Client: LondonMetric Property PLC
Completion Date: September 2020
Architect: Corstorphine + Wright
Project Manager: Sharman Projects
Quantity Surveyor: Quantem Consulting
The single-storey 18,500ft² superstructure was designed around a braced steelwork frame with 23m Warren-type truss supporting the roof, with truss spacing of approx. 7m. A lightweight insulated sheeting supported on cold form purlins formed the roof while the façade was comprised of a proprietary cladding panel on cold form rails with internal mid-height 140 thick blockwork leaf.
With sustainability and environmental best practice being key priorities for the client, the building was designed to achieve a BREEAM rating of ‘Very Good’.
Despite the added complexities of the COVID-19 lockdown, social distancing measures and UK government guidelines were strictly adhered to, allowing work to continue and ensuring the successful delivery of the project.
In addition to the associated external works, a new bus stop adjacent to the site was provided as well as improvements to an existing bus stop. The local community and economy have also benefitted from the various jobs provided throughout the construction phase and since the full occupation of the site.
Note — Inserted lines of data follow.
PR #8541, opened 2023-01-15
Improve our share modal (Share 2.0)

jonbell-lot23:
[Loom video showing differences between old and new](https://www.loom.com/share/4b042783fda44df8971f44f9bd6b31f3)

[Figma link](https://www.figma.com/file/mAotNZRv6M5X0zHIFKPzFY/Replay-Design-Doc?node-id=7572%3A42043)

Linear task: https://linear.app/replay/issue/DES-226/share-20

Before:
image

After:
image


jonbell-lot23:
@bvaughn I have some remaining details I'd like to address around spacing, colours, and making sure dark theme is feeling right, so I'm not fully done.

But would you mind reviewing what I've done so far? Curious to know if I'm heading off in the right direction or if I might be stepping on toes.

packages/replay-next/pages/variables.css
```diff
@@ -201,7 +201,7 @@
   --background-color-current-execution-point: #25364e;
   --background-color-current-search-result: #25364e;
   --background-color-warning: #42381f;
-  --background-color-inputs: #0e1119;
+  --background-color-inputs: var(--theme-text-field-bgcolor);
```
bvaughn, line 204: nit: Since both themes use this same value, may be a good opportunity to collapse two variables?

src/global-css.ts
```diff
@@ -79,7 +79,7 @@ import "ui/components/shared/SettingsModal/SettingsModal.css";
 import "ui/components/shared/SettingsModal/SettingsNavigation.css";
 import "ui/components/shared/SharingModal/CollaboratorsList.css";
 import "ui/components/shared/SharingModal/EmailForm.css";
-import "ui/components/shared/SharingModal/ReplayLink.css";
+import "ui/components/shared/SharingModal/SharingModal.module.css";
```
bvaughn, line 82: CSS modules should only be imported by components, e.g.

```tsx
// MyComponent.tsx
import styles from "MyComponent.module.css";
```

Importing one from a global style sheet like this has no impact (because the style names are all mangled and unused.)

```suggestion
```

src/ui/components/shared/SharingModal/CollaboratorsList.css
```diff
@@ -6,6 +6,19 @@
   max-height: 240px;
 }
 
+.sharing-modal .permissions-list {
```
bvaughn, line 9: I don't think we need this nesting/specificity, do we?

Nice to avoid it as much as possible.
```suggestion
.permissions-list {
```

src/ui/components/shared/SharingModal/SharingModal.module.css
```diff
@@ -0,0 +1,37 @@
+.copy-link input[type="text"] {
```
bvaughn, line 1: This looks like a mistake. Styles in CSS module files (`*.module.css`) will have their names mangled during build to avoid naming conflicts. That's one of the nice things about CSS styles. The names get matched up because you generally refer to them like so:

```tsx
// MyComponent.tsx
import styles from "./MyComponent.module.css";

<div className={styles.Example}>...</div>
```

Generally they shouldn't have hyphens in them because then you have to refer to them like this:
```tsx
<div className={styles["copy-link"}>...</div>
```

In this case, it looks like the style is being referred to like this:
```tsx
<div className="copy-link relative flex flex-shrink-0 flex-col items-center">
```

This won't actually do anything, because the "copy-link" style name in this module will be converted to something random.

Also, looking at the `ReplayLink` file where this is being used– there doesn't seem to be any scenario in which there's an `<input>` inside of a "copy-link" styled component anyway?

bvaughn (commented):
I just kind of skimmed it. Couple of minor visual things I noticed on the preview branch:

Spacing seems a bit off for the focused outline here (bottom button should probably have top margin rather than all top padding):
Screen Shot 2023-01-18 at 9 23 11 AM


Expanded state layout feels a bit wonky (left side feels cramped compared to the right side):
Screen Shot 2023-01-18 at 9 22 47 AM

jonbell-lot23:
Thanks! Yeah, the right-hand drawer has looked strange for a while. Might be worth its own PR.

packages/replay-next/pages/variables.css
jonbell-lot23: I hear you, but prefer the semantic division here.

Because "inputs" are the superset and "textfields" are a subset, I like the idea of the code referring to inputs as inputs and textfields as textfields. It's true that we currently are using the same color between the two, but it's not uncommon to want to apply a border to all textfields but not also get things like checkboxes or forms.

If we do end up changing this out, I'd propose we add it to a separate cleanup ticket.

src/ui/components/shared/SharingModal/SharingModal.module.css
jonbell-lot23: Good eye. This was from @jaril about a year ago, and I'm seeing the same things you are. But I do remember this functionality existing somewhere in the code so I'm reluctant to remove it in case I blow something up.

Because this already exists on production, I'd propose a separate task to investigate this and possibly remove those lines of code if they're truly unused.

jonbell-lot23:
**Status:**

Made a series of small tweaks based on Brian's feedback above, also reached out to Ryan for a once-over. Make sure to check out the Loom video that shows a [90 second walkthrough](https://www.loom.com/share/4b042783fda44df8971f44f9bd6b31f3).

src/ui/components/shared/SharingModal/CollaboratorsList.css
```diff
@@ -6,6 +6,19 @@
   max-height: 240px;
 }
 
+.permissions-list {
+  animation: fadeIn 0.4s ease-in-out;
+}
```
bvaughn, line 11: I think my earlier comment is still relevant here:
https://github.com/replayio/devtools/pull/8541/files/5273ffda3a10103876478a8a58eee869a61f9fd5#diff-380e2a93729a0b270e3bc9f8aeb3af1a097d967993100c0326b42f70eb794334

This style was _added_ in this PR and it's definitely _not_ being referenced, so we should remove it (and preferably the one above it)

src/ui/components/shared/SharingModal/SharingModal.tsx
```diff
@@ -87,19 +88,44 @@ function CollaboratorRequests({ recording }: { recording: Recording }) {
...
+    <section className="space-y-4 bg-modalBgcolor p-4">
       <div className="flex w-full flex-col justify-between space-y-3">
         <div className="w-full space-y-4">
-          <div className="space-y-1.5">
-            <div className="font-bold">Add People</div>
+          <div>
+            <div className="mb-2 font-bold">Team</div>
+
+            <div className="rounded-md border border border-transparent bg-themeTextFieldBgcolor p-2 hover:bg-themeTextFieldBgcolorHover">
+              <PrivacyDropdown {...{ recording }} />
```
bvaughn, line 114: Unnecessary spread?
```suggestion
              <PrivacyDropdown recording={recording} />
```

bvaughn (approved):
Approved overall but I think that new style should be cleaned up.

src/ui/components/shared/SharingModal/SharingModal.tsx
jonbell-lot23: Good call, not actually sure because this is older code. But I trust you! Committed.

src/ui/components/shared/SharingModal/CollaboratorsList.css
jonbell-lot23: Feel free to squash and merge if I'm asleep and we get on the same page with the animation.

src/ui/components/shared/SharingModal/SharingModal.tsx
bvaughn: The expression `...{ recording }` is doing two things:
1. Creating a new object with the property "recording" that points to the value of whatever is in that variable.
2. _Spreading it_ as props passed to `PrivacyDropdown` (one prop per attribute– so a `recording` prop).

So this code:
```jsx
<PrivacyDropdown {...{ recording }} />
```

And this code:
```jsx
<PrivacyDropdown recording={recording} />
```

Will _both_ get compiled to something like this code:
```js
createElement(PrivacyDropdown, { recording });
```

The second one is just easier to read.

src/ui/components/shared/SharingModal/CollaboratorsList.css
bvaughn: Okay. I should have checked out your branch and searched it locally before commenting.

You're right. There is one component still referencing the _global_ class name:
```jsx
export default function CollaboratorsList({
  owner,
  collaborators,
}: {
  owner: User;
  collaborators: CollaboratorDbData[] | null;
}) {
  return (
    <div className="permissions-list overflow-auto">
      <Author user={owner} />
      {collaborators ? <Collaborators {...{ collaborators }} /> : null}
    </div>
  );
}
```

My [initial comment](https://github.com/replayio/devtools/pull/8541/files/5273ffda3a10103876478a8a58eee869a61f9fd5#diff-380e2a93729a0b270e3bc9f8aeb3af1a097d967993100c0326b42f70eb794334) was on a different file and I think I 
mixed the two up when I saw the `permissions-list` style. My apologies.

jonbell-lot23:
> Screen Shot 2023-01-19 at 8 24 56 AM
> 
> 
> 
> This failure means that formatting is wrong. You can fix it by running locally:
> 
> ```
> 
> npm run lint
> 
> ```

Ugh, I lint all the time but I guess this one slipped by me. Apologies! Will lint and merge soon.

jonbell-lot23:
Seeing odd behaviour here. When I type npm run lint from the command line, it says:
✔ No issues

But when I look into the issue, from the link above, it says:
image

So I go to my IDE and I mash prettier a few times just to be sure, but nothing changes.

--

Any suggestions, @bvaughn ? Remove the cartridge and blow in it?

jonbell-lot23:
Update: after fussing with prettier/lint for a while, I guessed that I was just hitting an odd error. Pushed things live, then confirmed things were working.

The level of complexity in this scheme included the following:
- Poor ground conditions
- Network rail constraints due to proximity to railway tracks
- Tree protection order (TPO) which required that excavation be kept to a minimum to ensure that the integrity and health of the identified trees was unaffected
- Existing and proposed ground levels which required a retaining wall solution
- A kingpost retaining wall solution was proposed which also limited the impact on tree roots and subsoil
- Diversion and modification of existing services and headwall
The site proposed levels and its relationship to the existing levels were considered using a cantilever retaining wall of kingpost type construction with hot rolled steel post at 1.8m c/c’s and pressure treated timber sleeper infill to timber durability class UC4 or precast panels where applicable.
The lateral stability to wind loads and notional horizontal loads were achieved via a combination of wind girder in the roof and vertical cross bracing on elevations as agreed with the architects.
A full site investigation was carried out to ascertain the subsoil conditions and record information obtained to help inform our engineering design.
Due to the variable strength characteristics and compressibility of the Made Ground and Alluvium beneath the site, the strata were not considered suitable to support traditional strip or pad foundations without ground improvement. Dynamic ground improvement methods were adopted as per advice provided by a ground improvement specialist, which then allowed mass concrete spread footings and ground bearing slabs to be formed.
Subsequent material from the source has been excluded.